Comment l’identifier?

La linotte mélodieuse est un fringillidé de petite taille d’environ 13 cm, à la silhouette élancée, au bec court et conique de couleur gris plomb et à la queue fourchue bordée de blanc.

Au printemps, le mâle arbore sa parure la plus éclatante : sa poitrine et son front se teintent alors d’un rouge carmin vif qui contraste avec son dos brun noisette et sa tête gris cendrée. En période inter-nuptiale, durant l’hiver, ce rouge s’estompe sous des bordures de plumes pales, lui donnant un aspect plus chamois et moucheté qui se rapproche de celui de la femelle.

Cette dernière, plus discrète et mimétique, ne possède aucune teinte rouge et arbore un plumage entièrement strié de brun-gris sur la poitrine et la tête, ainsi qu’un dos brun terne.
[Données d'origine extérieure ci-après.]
PR #2514, opened 2021-07-28
[Do not merge] Add JWT using PoW

agusaldasoro:
Added code to fetch the cookie with the JWT after implementing Proof of Work every time the realm is changed (this includes start-up).

This PR doesn't include the changes to send the JWT cookie on every request to the Catalyst, as we need to deploy the Catalyst version that handles Cors with origin first.

This PR is blocked to merge until the release of the Catalyst that handles cors with dynamic origin is deployed.

### DIFF
--- a/kernel/packages/shared/dao/index.ts
+++ b/kernel/packages/shared/dao/index.ts
@@ -477,7 +477,6 @@ export function initializeUrlRealmObserver() {
 
 async function getJWT(realm: Realm): Promise<void> {
   const url: string = realm.domain + '/pow-auth/challenge'
-  console.log('Getting Challenge from ', url)
   const challengeResponse = await (await fetch(url, { credentials: 'include' })).json()
   const challenge = challengeResponse.challenge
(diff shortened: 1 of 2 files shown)


kernel/packages/shared/dao/index.ts
```diff
@@ -451,11 +452,12 @@ export function observeRealmChange(
   onRealmChange: (previousRealm: Realm | undefined, currentRealm: Realm) => any
 ) {
   let currentRealm: Realm | undefined = getRealm(store.getState())
-  store.subscribe(() => {
+  store.subscribe(async () => {
     const previousRealm = currentRealm
     currentRealm = getRealm(store.getState())
     if (currentRealm && !deepEqual(previousRealm, currentRealm)) {
       onRealmChange(previousRealm, currentRealm)
+      await getJWT(currentRealm)
```
pablitar: Would it make sense to add this as a subscriptor instead of directly adding it in this method?

PR #2529, opened 2021-08-03
fix: Show warning notification for not recommended browsers (only Kernel side)

### LINKED ISSUE #708: Show warning notification for not recommended browsers

sandrade-dcl:
# What does this PR fix?
Fix https://github.com/decentraland/unity-renderer/pull/708

We have decided not to have a "black list" of prohibited browsers and only deny browsers due to technical limitations such as not supporting WebGL2. If an user enters with a browser that is compatible with WebGL2 but not recommended by us (any browser different to Firefox or any not chromium-based browser), we will show him a warning in the landing page indicating it but we won't cut his entrance to the world.

### DIFF
--- a/kernel/packages/shared/comms/browser.ts
+++ b/kernel/packages/shared/comms/browser.ts
@@ -1,6 +1,21 @@
+export const recommendedBrowsers: string[] = [
+  "Chrome",
+  "Firefox"
+]
+
 export function isWebGLCompatible() {
   // Create canvas element. The canvas is not added to the document itself, so it is never displayed in the browser window.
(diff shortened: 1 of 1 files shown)


sandrade-dcl:
Blocked until the website/kernel refactor is finished and integrated.

PR #2531, opened 2021-08-04
docs: Update "How to test parcels and preview scenes" section

### LINKED ISSUE #551: The flow for loading preview scenes in Unity is broken
These instructions no longer work:
https://github.com/decentraland/explorer/blob/master/docs/how-to-test-parcels-and-preview-scenes.md#unity-editor-debugging-with-dcl-scene-in-preview-mode

The data is never sent to Unity, there are some errors in the browser console:

A discord user was asking about this and when I tried it locally before answering himI saw that the flow is broken.

When we fix this we could also update the URL and remove the `UNITY_ENABLED=true` param

sandrade-dcl:
# What? 
Fix decentraland/unity-renderer/issues/551

Update the "How to test parcels and preview scenes" section.

# Why? 
The processes described in the documentation were out of date.

### DIFF
--- a/docs/how-to-test-parcels-and-preview-scenes.md
+++ b/docs/how-to-test-parcels-and-preview-scenes.md
@@ -37,8 +37,8 @@ NOTE(optional): If you don't need to modify the test-scenes and just build them 
 
 1. Go to the scene folder.
 2. Compile the scene dependencies (run only one of the following options):
-  - *OPTION A*: For working with the @latest Kernel version, run `decentraland-ecs@latest`.
-  - *OPTION B*: For working with the @next Kernel version, run `decentraland-ecs@next`.
+  - **OPTION A**: For working with the @latest Kernel version, run `decentraland-ecs@latest`.
+  - **OPTION B**: For working with the @next Kernel version, run `decentraland-ecs@next`.
 3. Run `dcl start`. A new tab in your browser will be open with the scene in preview mode.
 
 #### Play a scene in Preview Mode using the local Kernel version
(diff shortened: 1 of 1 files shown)


docs/how-to-test-parcels-and-preview-scenes.md
```diff
@@ -20,28 +20,57 @@ Note that the test-scenes building may take a while (10 mins or more).
 
 4. To spawn at the specific coordinates of a test scene append the position query paramter:
 
-    http://localhost:3000/?DEBUG_MODE&position=-100,100
+    http://localhost:3000/?DEBUG_MODE&position=-1,27
```
D4rWiNSS, line 23: Is this change necessary?

D4rWiNSS (approved):
I don't know if this works, but english wise LGTM!

docs/how-to-test-parcels-and-preview-scenes.md
sandrade-dcl: I wanted to change these coords because the `-100,100` was giving me an error (probably because this test scene is broken) and I think it is more proper to give the users a valid example.

menduz: I'm curious about the broken scene. Does it throw an exception? Does it load at all?

BrianAmadori (approved):

docs/how-to-test-parcels-and-preview-scenes.md
sandrade-dcl: The problem seems to be specifically in the test scene `-102,102`. I attach the errors throwed in the browser console:

image
image

menduz: oh ok, that is not good. It seems like scenes can break the renderer. Could you track it as critical? People could not go to nearby locations CC @olavra . I left my approval for the docs, that should be handled in another pr

menduz (approved):

docs/how-to-test-parcels-and-preview-scenes.md
sandrade-dcl: Ok, we're going to create a task for this 👍

PR #2664, opened 2026-06-30
test: Test built package in CI

iwoplaza:


.github/workflows/ci.yml
```diff
@@ -28,7 +28,6 @@ jobs:
 
       - name: Install dependencies
         run: pnpm install --frozen-lockfile
+
       - name: Test
         run: pnpm test
-      - name: Build docs
```
iwoplaza, line 33: Docs are now built as part of the `test` script

iwoplaza:
@pullfrog review

reczkok (approved):

package.json
```diff
@@ -22,7 +22,7 @@
     "dev": "DEV=true pnpm run --filter typegpu-docs dev",
     "dev:host": "DEV=true pnpm run --filter typegpu-docs dev --host --mode https",
     "fix": "oxlint -c oxlint.config.ts --fix && oxfmt",
-    "test": "pnpm run test:types && pnpm run test:style && pnpm run test:unit-and-attest && pnpm run test:circular-deps",
+    "test": "pnpm run test:types && pnpm run test:style && pnpm run -r build && TEST_BUILT=1 pnpm run test:unit-and-attest && pnpm run test:circular-deps",
```
aleksanderkatan: I think it may be confusing in a couple of weeks why `nr test` runs on built package, and say `nr test:unit` or `nr test:types` does not. Can we create a new script for this? For example `test:built`

aleksanderkatan (changes requested):
I don't think we can just forget about internal tests in CI. See #2668, it passes despite broken tests

package.json
iwoplaza: Good points, thanks for the review. I updated 🫡

aleksanderkatan (approved):
Great, this approach looks much cleaner! 📝🛠️

packages/typegpu-testing-utility/src/extendedIt.ts
```diff
@@ -138,10 +138,39 @@ export const it = base
...
+        }));
+      },
+      get devicePromise(): Promise<GPUDevice> {
+        return (devicePromise ??= this.stallPromise.then(() => device));
+      },
+      get stallResolve() {
+        void this.stallPromise; // ensuring the promise is initialized
+        return stallResolve;
+      },
+    };
```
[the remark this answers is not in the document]
iwoplaza: Fixtures are scoped per test case by default, so this cache is only alive for the duration of a single test

cieplypolar (approved):
Looks good

PR #2674, opened 2026-06-30
chore (@typegpu/cli): Bump deps of expo template

cieplypolar:


packages/typegpu-cli/src/create.ts
aleksanderkatan, line 1: Not sure when this happened, but now the controls are displayed and we can remove them from this step:

Image

aleksanderkatan, line 1: Is this expected after `npm i`?
Image

iwoplaza: It's the same for me, we can remove them

cieplypolar: `audit` yes, speaking of `uuid`, I believe it is not dependency that I put in expo template

cieplypolar: sure, I'll leave the bottom one

aleksanderkatan (approved):

reczkok (approved):

iwoplaza (approved):

PR #2676, opened 2026-06-30
feat (@typegpu/cli): TypeGPU ASCII logo

cieplypolar:
image

Width: 31 characters

Let me know, if you want flag to disable it 🙏 .


aleksanderkatan (approved):
🪵🎨

packages/typegpu-cli/src/create.ts
```diff
@@ -16,7 +16,7 @@ import {
 } from './options.ts';
 
 const GRADIENT_START = [0.831, 0.553, 1.0] as const;
-const GRADIENT_END = [0.32, 0.4, 0.95] as const;
+const GRADIENT_END = [0.0, 0.349, 0.874] as const;
```
aleksanderkatan: Why this change?

cieplypolar: better aligned with gradient from svg

iwoplaza:
I'm still a bit iffy on the size that the logo has to be to be readable when using this method.

Could you try to insert this ASCII sequence of the plum outline, color it using the gradient, and see how that looks?

```
 /|
 \|____
 , `\  \
/ `\ \  \
\   `\| /
 \_____/
```

aleksanderkatan (approved):

packages/typegpu-cli/src/create.ts
```diff
@@ -72,6 +70,8 @@ export async function createProject(cwd: string, options?: CreateProjectOptions)
 
   p.log.step(`Scaffolding project in ${projectName}...`);
 
+  const root = await prepareDirectory(cwd, projectName, { interactive: !nonInteractive });
```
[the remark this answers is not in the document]
cieplypolar: but we don't want to create directory if user cancels the template choice prompt

iwoplaza:
The no-color versions seems to be offset in some rows

image

cieplypolar:
> The no-color versions seems to be offset in some rows
> 
> image

fixed 🖖

reczkok (approved):
Very cool

PR #2691, opened 2026-07-03
feat(@typegpu/color): Tonemapping functions

### LINKED ISSUE #1730: feat: Add tonemapping functions to `@typegpu/color`
Here are some great sources:
https://mini.gmshaders.com/p/tonemaps
https://bruop.github.io/tonemapping/

Aquel32:
What was added:
- Most common tonemapping functions such as `aces`, `hable`, `reinhard` and `neutral`.
- A new dev example (`tonemapping`) in the docs.
- Dedicated WGSL code validation test.

Closes #1730


cieplypolar:
Running `pnpm run fix` will resolve most of the issues. It starts by running `oxlint --fix`. It will list problems that cannot be automatically fixed. Once you have corrected those, a second run with format everything using `oxfmt` according to our repository standard 🫡 .

packages/typegpu-color/src/tonemapping.ts
```diff
@@ -0,0 +1,83 @@
...
+  return saturate(hableCurve(rgb) / hableCurve(W));
+});
+
+export const reinhard = tgpu.fn(
+  [vec3f],
+  vec3f,
+)((rgb) => {
+  'use gpu';
+
+  return saturate(rgb / (vec3f(1.0) + rgb));
```
aleksanderkatan, line 53: nit
```suggestion
  return saturate(rgb / (1 + rgb));
```

packages/typegpu-color/src/tonemapping.ts
```diff
@@ -0,0 +1,83 @@
...
+
+export const hable = tgpu.fn(
+  [vec3f],
+  vec3f,
+)((rgb) => {
+  'use gpu';
+
+  const W = vec3f(11.2);
+
+  return saturate(hableCurve(rgb) / hableCurve(W));
```
aleksanderkatan, line 44: I found one implementation that multiplies rgb by 2 here, which one is correct?
https://github.com/GPUOpen-LibrariesAndSDKs/Cauldron/blob/master/src/VK/shaders/tonemappers.glsl

packages/typegpu-color/src/tonemapping.ts
```diff
@@ -0,0 +1,83 @@
...
+
+  const startCompression = 0.8 - 0.04;
+  const desaturation = 0.15;
+
+  const x = min(rgb.r, min(rgb.g, rgb.b));
+  const offset = select(0.04, x - 6.25 * x * x, x < 0.08);
+
+  let color = rgb - offset;
+
+  const peak = max(color.r, max(color.g, color.b));
```
aleksanderkatan, line 70: nit: our max supports this
```suggestion
  const peak = max(color.r, color.g, color.b);
```

packages/typegpu-color/src/tonemapping.ts
```diff
@@ -0,0 +1,83 @@
...
+
+  if (peak < startCompression) {
+    return saturate(color);
+  }
+
+  const d = 1.0 - startCompression;
```
aleksanderkatan, line 76: nit: Using `1.0` instead of `1` does not change how we interpret numbers, in fact it may even be misleading since all of those are abstract ints, they just get converted to floats based on how they are used

Image

apps/typegpu-docs/src/examples/image-processing/tonemapping/meta.json
```diff
@@ -0,0 +1,7 @@
+{
+  "title": "Tonemapping",
+  "category": "image-processing",
+  "tags": ["ecosystem", "color", "tonemapping"],
+  "dev": true,
```
aleksanderkatan, line 5: I think it may be a good showcase, and it may make your functions more discoverable
Not every example needs to be 2k lines long
```suggestion
```

apps/typegpu-docs/src/examples/image-processing/tonemapping/index.ts
```diff
@@ -0,0 +1,162 @@
...
+  },
+  'Point Light Y': {
+    initial: 0.5,
+    min: 0,
+    max: 1,
+    step: 0.01,
+    onSliderChange: (value: number) => {
+      pointLightY.write(value);
+    },
+  },
```
aleksanderkatan, line 151: You could use vector slider if you wanted to
Also, this would allow merging `pointLightX` and `pointLightY` buffers into one without using partial writes/keeping CPU state

```suggestion
  'Point Pos': {
    initial: d.vec2f(0.5),
    min: d.vec2f(),
    max: d.vec2f(1),
    step: d.vec2f(0.01),
    onVectorSliderChange: (value) => {
      pointLightX.write(value.x);
      pointLightY.write(value.y);
    },
  },
```

apps/typegpu-docs/src/examples/image-processing/tonemapping/index.ts
```diff
@@ -0,0 +1,162 @@
...
+
+let sideBySide = false;
+
+const mainFragment = tgpu.fragmentFn({
+  in: { uv: d.vec2f },
+  out: d.vec4f,
+})(({ uv }) => {
+  'use gpu';
+
+  const brightness = pointLightScale.$ / std.length(uv - d.vec2f(pointLightX.$, pointLightY.$));
```
aleksanderkatan, line 23: really nit: this would make it more verbose
```suggestion
  const brightness = pointLightScale.$ / std.distance(uv, d.vec2f(pointLightX.$, pointLightY.$));
```

apps/typegpu-docs/src/examples/image-processing/tonemapping/index.ts
```diff
@@ -0,0 +1,162 @@
...
+  fragment: mainFragment,
+});
+
+const sideBySideFragment = tgpu.fragmentFn({
+  in: { uv: d.vec2f },
+  out: d.vec4f,
+})(({ uv }) => {
+  'use gpu';
+
+  const rows = 3;
```
aleksanderkatan: Rows is set to 3, but this actually handles 2 rows

apps/typegpu-docs/src/examples/image-processing/tonemapping/index.ts
aleksanderkatan, line 1: If you find this view interesting, here's a code for it (no pressure to include it, I was just curious to how it would look like)

Image

Image

```ts
const mappings = {
  0: (v: d.v3f) => {
    'use gpu';
    return d.vec3f(v);
  },
  1: aces,
  2: hable,
  3: reinhard,
  4: neutral,
} as const;
const COUNT = Object.keys(mappings).length;
const timeUniform = root.createUniform(d.f32);

const mainFragment = tgpu.fragmentFn({
  in: { uv: d.vec2f },
  out: d.vec4f,
})(({ uv }) => {
  'use gpu';

  const brightness = pointLightScale.$ / std.distance(uv, d.vec2f(pointLightX.$, pointLightY.$));
  let color = pointLightColor.$ * brightness;

  const z = uv - 0.5;
  const angle = std.atan2(z.y, z.x) + Math.PI;
  const segment = (Math.PI * 2) / COUNT;

  for (const i of tgpu.unroll(std.range(COUNT))) {
    if (i * segment <= angle && angle < (i + 1) * segment) {
      color = mappings[i as keyof typeof mappings](color);
    }
  }

  return d.vec4f(color, 1.0);
});
```

Also, here's how it looks when moving automatically:

https://github.com/user-attachments/assets/cdf9b06a-3224-4725-be9f-fc6768e46527

aleksanderkatan (approved):
Great changes! 🎵🗺️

Enfin, les juvéniles ressemblent fortement à la femelle, mais se distinguent par des stries encore plus denses sur le dessous et un plumage d’aspect plus lâche.
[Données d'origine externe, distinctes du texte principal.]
PR #2692, opened 2026-07-05
feat: Support `TRANSIENT_ATTACHMENT` for Textures and add an escape hatch

reczkok:
This PR also adds `setFlags` for textures, it's not `addFlags` like for the buffers because i believe for the escape hatch we should give full control (for example `addFlags` would've not been enough for users wanting to use TRANSIENT_ATTACHMENT before we officially support it since it is exclusive with the default copy flags, I believe buffers should also expose such a method in the future)


packages/typegpu/tests/texture.test.ts
```diff
@@ -154,6 +154,55 @@ describe('TgpuTexture', () => {
...
+    ).toThrow("Transient texture usage cannot be combined with 'sampled' or 'storage'.");
+  });
+
+  it('sets raw WebGPU usage flags exactly', ({ root, device }) => {
+    const texture = root
+      .createTexture({
+        size: [512, 512],
+        format: 'rgba8unorm',
+      })
+      .$setFlags(GPUTextureUsage.RENDER_ATTACHMENT);
```
iwoplaza: Since this is an escape hatch, maybe a name like `overrideFlags` would make that more apparent by just looking at the use of this API?
```suggestion
      .$overrideFlags(GPUTextureUsage.RENDER_ATTACHMENT);
```

reczkok: Yeah, I like that idea

packages/typegpu/src/core/texture/texture.ts
```diff
@@ -142,6 +142,9 @@ export interface TgpuTexture<TProps extends TextureProps = any> extends TgpuNama
   $usage<T extends AllowedUsages<TProps>[]>(
     ...usages: T
   ): this & UnionToIntersection<LiteralToExtensionMap[T[number]]>;
+  $overrideFlags(
+    flags: GPUTextureUsageFlags,
+  ): this & UnionToIntersection<LiteralToExtensionMap['sampled' | 'storage' | 'render']>;
```
iwoplaza: I feel like this is a bit clearer and involves less TypeScript magic
```suggestion
  ): this & StorageFlag & SampledFlag & RenderFlag;
```

packages/typegpu/src/core/texture/texture.ts
```diff
@@ -265,22 +269,52 @@ class TgpuTextureImpl<TProps extends TextureProps> implements TgpuTexture<TProps
...
     this.usableAsSampled ||= hasSampled;
-    this.usableAsRender ||= hasRender;
+    this.usableAsRender ||= hasRender || hasTransient;
 
     return this as this & UnionToIntersection<LiteralToExtensionMap[T[number]]>;
   }
 
+  $overrideFlags(
+    flags: GPUTextureUsageFlags,
+  ): this & UnionToIntersection<LiteralToExtensionMap['sampled' | 'storage' | 'render']> {
```
iwoplaza:
```suggestion
  ): this & StorageFlag & SampledFlag & RenderFlag {
```

packages/typegpu/src/core/texture/texture.ts
```diff
@@ -265,22 +269,52 @@ class TgpuTextureImpl<TProps extends TextureProps> implements TgpuTexture<TProps
...
+    this.#flags = flags;
+    this.#flagsOverridden = true;
+    this.usableAsSampled = true;
+    this.usableAsStorage = true;
+    this.usableAsRender = true;
+    return this as this &
+      UnionToIntersection<LiteralToExtensionMap['sampled' | 'storage' | 'render']>;
```
iwoplaza:
```suggestion
    return this as this & StorageFlag & SampledFlag & RenderFlag;
```

packages/typegpu/src/core/texture/texture.ts
```diff
@@ -265,22 +269,52 @@ class TgpuTextureImpl<TProps extends TextureProps> implements TgpuTexture<TProps
...
     const hasRender = usages.includes('render');
+    const hasTransient = usages.includes('transient');
+    const hasTransientConflict = hasSampled || hasStorage;
+
+    if (
+      (hasTransient && (hasTransientConflict || this.usableAsSampled || this.usableAsStorage)) ||
+      (this.#flags & GPUTextureUsage.TRANSIENT_ATTACHMENT && hasTransientConflict)
+    ) {
+      throw new Error("Transient texture usage cannot be combined with 'sampled' or 'storage'.");
+    }
```
iwoplaza: I'm wondering if it would be simpler to first save the value of `#flags`, apply the requested flags, and if the is a conflict, revert and throw. This way, we wouldn't have to check both the current flags as well as the would-be flags.

packages/typegpu/src/core/texture/texture.ts
```diff
@@ -265,22 +273,54 @@ class TgpuTextureImpl<TProps extends TextureProps> implements TgpuTexture<TProps
...
+      this.#flags & GPUTextureUsage.TRANSIENT_ATTACHMENT &&
+      this.#flags & (GPUTextureUsage.TEXTURE_BINDING | GPUTextureUsage.STORAGE_BINDING)
+    ) {
+      this.#flags = previousFlags;
+      throw new Error("Transient texture usage cannot be combined with 'sampled' or 'storage'.");
+    }
+
+    if (hasTransient) {
+      this.#flags = GPUTextureUsage.TRANSIENT_ATTACHMENT | GPUTextureUsage.RENDER_ATTACHMENT;
+    }
```
iwoplaza, line 304: I think you're doing this already above on line 289

```ts
this.#flags |= hasTransient
  ? GPUTextureUsage.TRANSIENT_ATTACHMENT | GPUTextureUsage.RENDER_ATTACHMENT
  : 0;
```

packages/typegpu/src/core/texture/texture.ts
```diff
@@ -265,22 +273,53 @@ class TgpuTextureImpl<TProps extends TextureProps> implements TgpuTexture<TProps
...
+
+    const hasTransientUsage =
+      hasTransient || !!(this.#flags & GPUTextureUsage.TRANSIENT_ATTACHMENT);
+    const hasSampledOrStorageUsage = !!(
+      nextFlags &
+      (GPUTextureUsage.TEXTURE_BINDING | GPUTextureUsage.STORAGE_BINDING)
+    );
+
+    if (hasTransientUsage && hasSampledOrStorageUsage) {
+      throw new Error("Transient texture usage cannot be combined with 'sampled' or 'storage'.");
```
aleksanderkatan, line 303: There are more requirements for transient flag to be a valid, like the texture being 2d, and having mipmap count 1, do we rely on webgpu errors for these?

aleksanderkatan (approved):
Sure! 🦑🪂

packages/typegpu/src/core/texture/texture.ts
reczkok: Yeah we did up to this point for other stuff

cieplypolar (approved):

Chant poétique et vol ondulant

Le chant de la linotte est un gazouillis vif et mélodieux, fait de notes claires, rapides et sifflantes, souvent comparé à un « tirili-tirili » joyeux et dansant. Il évoque une flûte miniature, légère et enjouée, typique des campagnes au printemps. Il est souvent émis depuis le sommet d’un rocher, d’un buisson d’ajonc, un fil électrique ou directement en vol.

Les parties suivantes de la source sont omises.